Apropriação de conteúdo por sites renova debate sobre regras de propriedade (Bruno Silva)

Apropriação de conteúdo por sites renova debate sobre regras de propriedade - Tecnologia - Correio Braziliense


Apropriação de conteúdo por sites renova debate sobre regras de propriedadeEspecialistas dizem que ações de grandes sites, como o Instagram, são legais, mas injustas


Publicação: 29/01/2013 08:43 Atualização:


“Os usuários do Instagram são donos de seu próprio conteúdo e o site não reivindica nenhuma posse sobre as suas fotos. Nada sobre esse assunto mudou. Nós respeitamos o fato de haver artistas amadores e profissionais que dão o sangue para criar belas imagens e respeitamos o fato de que suas fotos são suas fotos. Ponto. Eu quero que vocês se sintam confortáveis em compartilhá-las no Instagram e vamos sempre trabalhar duro para nutrir e respeitar nossa comunidade, e não desviar do nosso caminho para apoiar seus direitos.”
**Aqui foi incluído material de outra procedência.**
PR #44, opened 2020-09-08
Removed a print statement used for testing

Fincap:
Removing print statement that was accidentally left in from previous commit.

### DIFF
--- a/src/View/mainpage/StructureTab.py
+++ b/src/View/mainpage/StructureTab.py
@@ -150,7 +150,6 @@ class StructureTab(object):
 		{"delete": ["TEETH", "MAXILLA"]} represents that the TEETH and MAXILLA structures have been deleted.
 		"""
 
-		print(changes)
 		new_dataset = changes[0]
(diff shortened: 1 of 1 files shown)


src/View/mainpage/StructureTab.py
```diff
@@ -150,7 +150,6 @@ def structure_modified(self, changes):
 		{"delete": ["TEETH", "MAXILLA"]} represents that the TEETH and MAXILLA structures have been deleted.
 		"""
 
-		print(changes)
```
sjswerdloff, line 153: consider use of
logging.debug() 
e.g.
logging.debug(changes)
if this would be useful for future debugging.
Some print statements are just about helping the programmer figure out "how it's supposed to work vs. how it is working right now" when the code is unfamiliar.
But if this is something that could be useful because "something got passed in that wasn't what was expected", then debug level logging can be useful (it's not about debugging the code "here", it's about debugging what came in).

O trecho acima é parte de uma carta aberta do cofundador do Instagram, Kevin Systrom, que foi elaborada e divulgada pouco tempo após a reação negativa de usuários sobre a mudança nos termos de uso das imagens compartilhadas por meio da rede social de fotografias. Elas permitiam à empresa mostrar o conteúdo publicado em anúncios dentro da rede, sem nenhuma compensação ou remuneração aos autores das fotos. Os novos termos de uso, que entraram em vigor este mês, trouxeram novamente à tona o debate sobre os direitos de propriedade de dados pessoais na internet.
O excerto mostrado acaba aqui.